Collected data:

- - - -

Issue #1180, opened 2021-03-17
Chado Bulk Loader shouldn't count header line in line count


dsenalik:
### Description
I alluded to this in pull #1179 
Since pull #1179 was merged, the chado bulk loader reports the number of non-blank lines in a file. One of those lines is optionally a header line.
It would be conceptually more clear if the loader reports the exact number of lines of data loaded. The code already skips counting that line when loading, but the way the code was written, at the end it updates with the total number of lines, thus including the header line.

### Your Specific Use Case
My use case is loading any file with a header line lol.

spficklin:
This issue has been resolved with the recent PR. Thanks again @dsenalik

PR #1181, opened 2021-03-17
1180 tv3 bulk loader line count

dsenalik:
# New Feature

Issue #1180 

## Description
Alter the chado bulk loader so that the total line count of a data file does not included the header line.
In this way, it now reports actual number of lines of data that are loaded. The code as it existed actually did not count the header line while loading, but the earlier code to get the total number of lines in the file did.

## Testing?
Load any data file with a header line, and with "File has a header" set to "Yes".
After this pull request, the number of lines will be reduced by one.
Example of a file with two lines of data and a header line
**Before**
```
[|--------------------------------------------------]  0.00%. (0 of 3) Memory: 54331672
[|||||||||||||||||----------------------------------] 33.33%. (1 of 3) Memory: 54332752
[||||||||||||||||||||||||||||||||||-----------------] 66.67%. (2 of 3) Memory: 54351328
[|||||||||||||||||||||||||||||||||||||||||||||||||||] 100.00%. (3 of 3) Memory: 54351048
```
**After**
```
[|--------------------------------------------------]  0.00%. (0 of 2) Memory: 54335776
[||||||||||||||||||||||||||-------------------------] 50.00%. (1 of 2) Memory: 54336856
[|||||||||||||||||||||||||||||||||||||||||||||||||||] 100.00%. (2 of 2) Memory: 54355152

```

- - - -

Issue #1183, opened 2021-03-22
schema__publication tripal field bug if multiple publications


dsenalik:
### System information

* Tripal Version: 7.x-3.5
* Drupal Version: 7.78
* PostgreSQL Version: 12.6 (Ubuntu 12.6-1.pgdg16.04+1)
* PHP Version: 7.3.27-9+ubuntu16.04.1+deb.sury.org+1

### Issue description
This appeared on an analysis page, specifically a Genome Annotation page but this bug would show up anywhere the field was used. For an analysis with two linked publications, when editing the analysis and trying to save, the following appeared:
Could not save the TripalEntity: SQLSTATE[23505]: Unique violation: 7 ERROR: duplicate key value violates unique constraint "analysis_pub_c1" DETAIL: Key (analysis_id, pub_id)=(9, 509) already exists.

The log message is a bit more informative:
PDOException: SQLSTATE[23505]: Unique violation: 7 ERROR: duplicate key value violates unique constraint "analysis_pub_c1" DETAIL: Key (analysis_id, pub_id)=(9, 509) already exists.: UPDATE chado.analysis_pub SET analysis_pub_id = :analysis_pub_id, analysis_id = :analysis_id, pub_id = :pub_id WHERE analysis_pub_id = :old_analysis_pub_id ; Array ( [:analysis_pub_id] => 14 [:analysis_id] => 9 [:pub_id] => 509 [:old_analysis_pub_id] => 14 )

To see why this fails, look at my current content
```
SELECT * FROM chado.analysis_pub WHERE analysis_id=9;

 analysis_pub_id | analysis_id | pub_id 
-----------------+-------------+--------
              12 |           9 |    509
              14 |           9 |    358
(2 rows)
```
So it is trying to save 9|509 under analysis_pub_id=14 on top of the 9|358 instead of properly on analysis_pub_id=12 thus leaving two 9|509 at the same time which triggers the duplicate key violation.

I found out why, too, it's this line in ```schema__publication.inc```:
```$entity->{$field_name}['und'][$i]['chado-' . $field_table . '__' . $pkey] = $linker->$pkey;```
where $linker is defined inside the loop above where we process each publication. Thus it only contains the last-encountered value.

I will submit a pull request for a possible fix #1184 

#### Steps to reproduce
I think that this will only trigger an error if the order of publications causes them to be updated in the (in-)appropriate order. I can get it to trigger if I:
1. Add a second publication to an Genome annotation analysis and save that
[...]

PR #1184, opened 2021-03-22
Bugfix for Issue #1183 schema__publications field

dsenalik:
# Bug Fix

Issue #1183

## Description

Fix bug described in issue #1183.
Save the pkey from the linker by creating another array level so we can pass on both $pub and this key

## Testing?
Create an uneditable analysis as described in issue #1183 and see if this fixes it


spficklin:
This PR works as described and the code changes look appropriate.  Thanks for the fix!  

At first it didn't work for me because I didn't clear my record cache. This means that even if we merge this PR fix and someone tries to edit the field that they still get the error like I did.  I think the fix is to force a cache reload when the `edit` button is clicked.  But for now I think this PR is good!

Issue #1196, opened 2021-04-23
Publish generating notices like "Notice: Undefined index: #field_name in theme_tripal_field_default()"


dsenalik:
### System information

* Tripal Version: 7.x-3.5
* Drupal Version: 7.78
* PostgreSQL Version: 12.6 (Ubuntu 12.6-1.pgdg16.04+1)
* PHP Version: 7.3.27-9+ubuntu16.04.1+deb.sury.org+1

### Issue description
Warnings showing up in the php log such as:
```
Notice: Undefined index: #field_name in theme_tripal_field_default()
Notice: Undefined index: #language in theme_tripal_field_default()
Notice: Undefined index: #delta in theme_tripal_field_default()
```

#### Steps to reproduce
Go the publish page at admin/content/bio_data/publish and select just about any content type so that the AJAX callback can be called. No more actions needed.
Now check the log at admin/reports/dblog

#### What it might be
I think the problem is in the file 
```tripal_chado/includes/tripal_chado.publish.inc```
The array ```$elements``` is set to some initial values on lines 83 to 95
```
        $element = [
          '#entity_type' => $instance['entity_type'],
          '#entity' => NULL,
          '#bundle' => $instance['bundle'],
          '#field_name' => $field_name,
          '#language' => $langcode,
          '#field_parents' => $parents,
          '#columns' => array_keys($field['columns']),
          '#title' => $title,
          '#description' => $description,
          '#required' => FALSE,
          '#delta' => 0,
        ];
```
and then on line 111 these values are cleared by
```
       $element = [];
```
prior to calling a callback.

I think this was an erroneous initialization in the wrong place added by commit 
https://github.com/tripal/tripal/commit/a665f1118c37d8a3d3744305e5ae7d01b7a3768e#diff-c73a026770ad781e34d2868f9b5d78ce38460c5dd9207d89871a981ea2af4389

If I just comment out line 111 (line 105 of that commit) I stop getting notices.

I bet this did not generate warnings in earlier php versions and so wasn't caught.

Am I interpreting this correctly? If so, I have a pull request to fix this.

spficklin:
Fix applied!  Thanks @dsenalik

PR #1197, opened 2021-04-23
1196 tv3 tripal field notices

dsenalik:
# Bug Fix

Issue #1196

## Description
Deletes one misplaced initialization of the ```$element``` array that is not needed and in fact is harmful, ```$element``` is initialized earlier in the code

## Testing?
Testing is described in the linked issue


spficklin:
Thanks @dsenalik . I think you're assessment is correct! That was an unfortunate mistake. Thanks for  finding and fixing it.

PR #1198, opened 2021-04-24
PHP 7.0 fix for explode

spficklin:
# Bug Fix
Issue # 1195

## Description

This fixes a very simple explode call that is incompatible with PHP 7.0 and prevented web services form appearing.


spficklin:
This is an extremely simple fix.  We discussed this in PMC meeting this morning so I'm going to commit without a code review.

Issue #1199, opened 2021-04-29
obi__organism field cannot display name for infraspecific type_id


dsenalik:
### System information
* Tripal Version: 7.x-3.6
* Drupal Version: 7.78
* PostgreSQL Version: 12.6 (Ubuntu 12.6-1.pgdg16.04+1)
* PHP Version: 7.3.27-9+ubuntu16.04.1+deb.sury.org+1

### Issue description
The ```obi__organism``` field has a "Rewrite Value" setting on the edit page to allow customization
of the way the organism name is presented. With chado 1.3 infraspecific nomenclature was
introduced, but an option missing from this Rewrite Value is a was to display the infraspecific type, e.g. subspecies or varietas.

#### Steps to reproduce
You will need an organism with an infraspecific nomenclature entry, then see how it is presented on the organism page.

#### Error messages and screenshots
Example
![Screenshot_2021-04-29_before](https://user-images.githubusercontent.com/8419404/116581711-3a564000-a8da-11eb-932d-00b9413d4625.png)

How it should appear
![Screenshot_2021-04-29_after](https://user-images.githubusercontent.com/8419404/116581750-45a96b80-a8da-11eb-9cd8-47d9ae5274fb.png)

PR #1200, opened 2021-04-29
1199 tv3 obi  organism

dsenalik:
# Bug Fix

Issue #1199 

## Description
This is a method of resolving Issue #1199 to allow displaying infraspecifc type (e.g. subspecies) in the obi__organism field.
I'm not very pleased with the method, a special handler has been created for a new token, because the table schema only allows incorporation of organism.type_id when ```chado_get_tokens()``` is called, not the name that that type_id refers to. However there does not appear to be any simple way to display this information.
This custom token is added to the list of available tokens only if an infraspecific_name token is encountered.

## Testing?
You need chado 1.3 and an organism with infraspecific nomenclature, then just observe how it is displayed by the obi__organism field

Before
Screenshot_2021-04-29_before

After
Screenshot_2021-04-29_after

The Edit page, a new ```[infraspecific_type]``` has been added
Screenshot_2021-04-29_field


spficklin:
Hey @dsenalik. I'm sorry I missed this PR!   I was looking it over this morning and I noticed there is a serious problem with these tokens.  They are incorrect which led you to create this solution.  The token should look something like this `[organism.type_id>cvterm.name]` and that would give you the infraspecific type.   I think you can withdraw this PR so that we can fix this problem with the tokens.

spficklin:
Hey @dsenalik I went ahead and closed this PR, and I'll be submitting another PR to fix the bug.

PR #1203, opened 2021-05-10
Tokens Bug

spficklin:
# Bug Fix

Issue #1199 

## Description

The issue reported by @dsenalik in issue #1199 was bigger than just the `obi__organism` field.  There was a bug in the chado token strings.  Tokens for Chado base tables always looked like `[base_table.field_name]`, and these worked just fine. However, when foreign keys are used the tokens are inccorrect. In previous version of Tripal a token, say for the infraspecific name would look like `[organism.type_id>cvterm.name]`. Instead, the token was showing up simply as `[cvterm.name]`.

- - - -

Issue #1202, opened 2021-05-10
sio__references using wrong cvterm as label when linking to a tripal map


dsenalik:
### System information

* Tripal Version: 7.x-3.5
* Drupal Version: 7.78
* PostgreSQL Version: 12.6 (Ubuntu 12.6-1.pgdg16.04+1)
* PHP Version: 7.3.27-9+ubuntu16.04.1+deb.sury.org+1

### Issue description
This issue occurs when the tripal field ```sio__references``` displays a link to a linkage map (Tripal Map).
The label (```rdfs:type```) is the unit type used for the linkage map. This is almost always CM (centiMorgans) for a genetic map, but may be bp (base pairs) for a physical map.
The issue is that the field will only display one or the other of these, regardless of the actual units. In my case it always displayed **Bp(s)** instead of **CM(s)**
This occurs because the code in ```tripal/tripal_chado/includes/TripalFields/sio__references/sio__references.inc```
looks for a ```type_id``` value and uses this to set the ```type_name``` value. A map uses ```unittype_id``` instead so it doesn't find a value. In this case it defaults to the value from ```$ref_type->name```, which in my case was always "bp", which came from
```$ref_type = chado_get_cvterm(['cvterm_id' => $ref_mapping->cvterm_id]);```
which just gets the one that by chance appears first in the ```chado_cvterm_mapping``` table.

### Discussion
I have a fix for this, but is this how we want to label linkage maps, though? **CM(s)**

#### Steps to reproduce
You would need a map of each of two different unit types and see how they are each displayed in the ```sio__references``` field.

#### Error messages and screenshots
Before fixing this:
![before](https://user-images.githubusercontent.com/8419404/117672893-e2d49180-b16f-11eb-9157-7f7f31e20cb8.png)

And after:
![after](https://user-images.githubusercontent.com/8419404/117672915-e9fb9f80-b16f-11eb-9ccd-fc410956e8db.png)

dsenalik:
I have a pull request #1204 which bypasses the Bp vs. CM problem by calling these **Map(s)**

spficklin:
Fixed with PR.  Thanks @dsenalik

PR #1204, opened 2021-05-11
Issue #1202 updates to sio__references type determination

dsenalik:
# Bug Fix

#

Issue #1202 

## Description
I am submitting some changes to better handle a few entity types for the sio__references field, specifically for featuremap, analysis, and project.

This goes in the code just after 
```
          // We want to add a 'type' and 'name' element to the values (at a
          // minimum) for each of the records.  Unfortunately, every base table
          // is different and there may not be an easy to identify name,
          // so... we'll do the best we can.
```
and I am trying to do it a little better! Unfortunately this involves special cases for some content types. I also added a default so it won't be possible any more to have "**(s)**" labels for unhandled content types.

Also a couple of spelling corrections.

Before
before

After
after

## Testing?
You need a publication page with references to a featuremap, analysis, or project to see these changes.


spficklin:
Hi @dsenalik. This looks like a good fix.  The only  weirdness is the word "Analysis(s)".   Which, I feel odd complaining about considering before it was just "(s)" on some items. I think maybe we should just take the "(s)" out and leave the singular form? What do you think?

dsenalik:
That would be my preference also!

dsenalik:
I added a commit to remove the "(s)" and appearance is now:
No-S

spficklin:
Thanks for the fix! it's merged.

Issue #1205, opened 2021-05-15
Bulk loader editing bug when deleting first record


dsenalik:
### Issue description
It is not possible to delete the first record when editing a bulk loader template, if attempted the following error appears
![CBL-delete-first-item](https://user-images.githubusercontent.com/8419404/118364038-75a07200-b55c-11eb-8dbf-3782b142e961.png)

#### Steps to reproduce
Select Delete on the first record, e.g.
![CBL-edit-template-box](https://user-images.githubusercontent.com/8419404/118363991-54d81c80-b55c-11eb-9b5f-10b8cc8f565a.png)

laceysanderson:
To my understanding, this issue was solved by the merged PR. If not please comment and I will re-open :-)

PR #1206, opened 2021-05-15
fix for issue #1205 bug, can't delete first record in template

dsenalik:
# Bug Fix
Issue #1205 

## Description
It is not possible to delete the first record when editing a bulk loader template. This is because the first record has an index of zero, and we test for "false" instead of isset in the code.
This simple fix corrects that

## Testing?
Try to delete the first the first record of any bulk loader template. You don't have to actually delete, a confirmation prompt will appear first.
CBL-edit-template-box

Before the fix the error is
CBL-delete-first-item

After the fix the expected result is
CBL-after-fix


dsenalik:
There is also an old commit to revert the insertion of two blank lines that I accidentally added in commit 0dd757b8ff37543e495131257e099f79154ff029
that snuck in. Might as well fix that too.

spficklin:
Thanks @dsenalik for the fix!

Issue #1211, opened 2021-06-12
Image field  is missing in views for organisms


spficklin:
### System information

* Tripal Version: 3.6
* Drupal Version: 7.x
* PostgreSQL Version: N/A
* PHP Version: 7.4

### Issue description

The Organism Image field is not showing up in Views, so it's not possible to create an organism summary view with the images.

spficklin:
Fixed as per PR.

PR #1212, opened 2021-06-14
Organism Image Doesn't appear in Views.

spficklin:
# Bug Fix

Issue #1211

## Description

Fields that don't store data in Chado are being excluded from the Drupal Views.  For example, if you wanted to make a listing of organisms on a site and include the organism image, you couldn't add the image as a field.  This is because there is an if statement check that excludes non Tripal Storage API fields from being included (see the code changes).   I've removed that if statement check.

- - - -

Task
Could you state how many lines of the records contain "project"? Give the number and nothing else.

Worked solution
2